- Records drawn from a dataset -
========================================
Issue #28, opened 2018-04-06
Better detection of enabled sources in configuration file


jonabc:
The configuration file can specify whether sources are enabled or disabled with settings like:
```
sources:
  rubygem: true
  go: false
  ...
```

Currently, if a source is not specified it will default to enabled.  A source can individually signal that it's not available via it's own `#enabled?` method, however a different paradigm on the configuration value may be a good idea.

Proposal:

I think the following set of rules would give users better flexibility in specifying which sources they want to run.
1. All sources are enabled via configuration when the `sources` configuration property is not set
2. All sources are enabled via configuration when the `sources` configuration property is empty
3. If any source is enabled via a `true` value, all sources without a `true` value are disabled
```yaml
sources:
  rubygem: true
  npm: false
  # go: false implicitly
```
4. If sources only contains `false` property values, all other sources are enabled
```yaml
sources:
  rubygem: false
  npm: false
  # go: true implicitly
```

The change here is in rule (3), where explicitly setting a `true` value implicitly disables all other sources.  This gives users the option of specifying only the sources they want to run without having to keep an expansive list of all sources that should not run.  It also keeps a good level of flexibility for users to not have to specify every source that should be enabled in every configuration file.

PR #33, opened 2018-05-17
Smarter enabled sources configuration

jonabc:
Fixes https://github.com/github/licensed/issues/28

This follows the plan outlined in https://github.com/github/licensed/issues/28 to determine whether sources are enabled or not from the configuration file:
1. If no sources are configured, all sources are enabled
2. If no sources are explicitly enabled in the configuration, all sources not explicitly configured are enabled
3. If any sources are explicitly enabled in the configuration, all sources not explicitly configured are disabled

The goal is to make it easier and more intuitive to restrict which sources are enabled via configuration.  For most people leaving the setting blank or unconfigured and relying on auto-detection should be 👍 

### TODO:
- [x] Update documentation


jonabc:
Some lesser changes in this PR:
- moved the cabal test fixtures from `test/fixtures/haskell` to `test/fixtures/cabal` to match the source name
- changed the cabal test fixture dependency from `text` to `zlib` due to `zlib` having a broader range of `base` version compatibility
- `DependencySource#type` instance methods are now class methods `DependencySource.type`
- The full list of available source types is stored in `Licensed::AppConfiguration::SourceTypes`

jonabc:
This is fairly non-functional, house cleaning type work.  Merging

jonabc:
@sridharavinash FYI this will impact your current PR for the pip source.

The `#type` dependency source instance method was made into a class method, with usages updated accordingly.  I imagine the changes made to the other sources would be directly applicable to the pip source.  Let me know if you have any questions

PR #34, opened 2018-05-17
Add -f (force) option to setup scripts

jonabc:
Adding force options to setup scripts has been helpful to make sure that test fixtures are 👍 after switching between branches.

This PR also changes the `rake setup` task to run setup scripts using a clean bundler environment.  This fixes a problem where `script/source-setup/bundler` wasn't working properly because it was picking up the parent processes bundler configuration

### TODO
- [x] docs updates


jonabc:
This is a house-cleaning PR and should be a non-functional change, merging

PR #35, opened 2018-05-21
Don't include vendored parts of the golang standard library in packages

WillAbides:
Licensed recognizes `vendor/golang_org/x/text/unicode/norm` as part of the golang standard library, but not when it's vendored as `<pkg>/vendor/golang.org/x/text/unicode/norm`.  This PR will endeavor to correct that.

See https://github.com/golang/go/issues/17326 and https://github.com/golang/go/issues/23802 for why `go list` treats it so.


lib/licensed/source/go.rb
```diff
@@ -61,6 +61,11 @@ def packages
           .uniq
           .select { |d| !go_std_packages.include?(d) }
           .select { |d| !d.start_with?(root_package["ImportPath"]) || vendored_path?(d) }
+          .select do |d|
+            go_std_packages.none? do |std_pkg|
```
jonabc: would you mind adding a comment explaining this / why it's necessary? 🙇

WillAbides:
This is ready for review.  I changed up the test this adds to use a library that was included with golang 1.7 because that's what is being tested on travis.  I also added Gopkg.toml and Gopkg.lock files to the golang test fixtures so that the goland vendor folder can be managed with dep.

For troubleshooting, I added and removed golang 1.10 to .travis.yml, then I created a https://github.com/github/licensed/pull/36 for it to minimize the changes made here.

jonabc:
@WillAbides It looks like all the new vendor files use `golang.org` and not `golang_org`.  Does this verify the new logic?

PR #37, opened 2018-05-22
Add source for go dep

jonabc:
This adds a source for [Go dep](https://github.com/golang/dep) as a dependency package manager.  The big win here is that it removes all shell calls to `go list` making this much faster than the base `Go` dependency source.

Some notable points:
1. This assumes that you are vendoring ALL dependencies, and will self-disable if the source detects any `ignore`d packages  in `Gopkg.toml`
   - if _really_ desired, but not recommended, you can force the source to run via configuration
2. This source does not have a hard dependency on `go` in the local environment
   - if `go` is available, the go std libraries will be filtered out
   - if `go` is not available then `go list std` can't be run and no filtering will happen.  those libraries can still be ignored via configuration.
3. Due to not running `go list`, combined with the lack of summary information available in the `Gopkg.lock` file, there is no summary information available for `dep` dependencies
4. Because the package manager tracks a remote revision SHA of the dependency, the version given in the license file is publicly relevant 🎉 

## TODO
- [x] docs
- [x] CI integration


jonabc:
> Due to not running `go list`, combined with the lack of summary information available in the Gopkg.lock file, there is no summary information available for dep dependencies

/cc @mlinksva the package summary is a nice-to-have but not required from a legal compliance perspective, correct?

mlinksva:
@jonabc 👍 assuming by summary you mean a package's brief self-description analogous to https://guides.rubygems.org/specification-reference/#summary

jonabc:
@mlinksva yep, thats the one.  Thanks!

PR #38, opened 2018-05-24
Raise more informative message after shelling out fails

mislav:
Before:

```sh
$ licensed status -c path/to/config.yml
MYPROJECT/vendor/gems/2.4.2/ruby/2.4.0/gems/json-2.1.0/lib/json/common.rb:156:in `parse': 765: unexpected token at '' (JSON::ParserError)
        from MYPROJECT/vendor/gems/2.4.2/ruby/2.4.0/gems/json-2.1.0/lib/json/common.rb:156:in `parse'
        from MYPROJECT/vendor/gems/2.4.2/ruby/2.4.0/gems/licensed-1.0.1/lib/licensed/source/npm.rb:28:in `dependencies'
```

The trouble is that `npm list` resulted in an error, but we can't see the command executed nor its error output. Instead there is a misleading JSON parse error because it tried to parse an empty string.

After:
========================================
- Action item -
For each line of the entries that holds the word "want", pull that line out.

- Solved exercise -
I think the following set of rules would give users better flexibility in specifying which sources they want to run.
The change here is in rule (3), where explicitly setting a `true` value implicitly disables all other sources.  This gives users the option of specifying only the sources they want to run without having to keep an expansive list of all sources that should not run.  It also keeps a good level of flexibility for users to not have to specify every source that should be enabled in every configuration file.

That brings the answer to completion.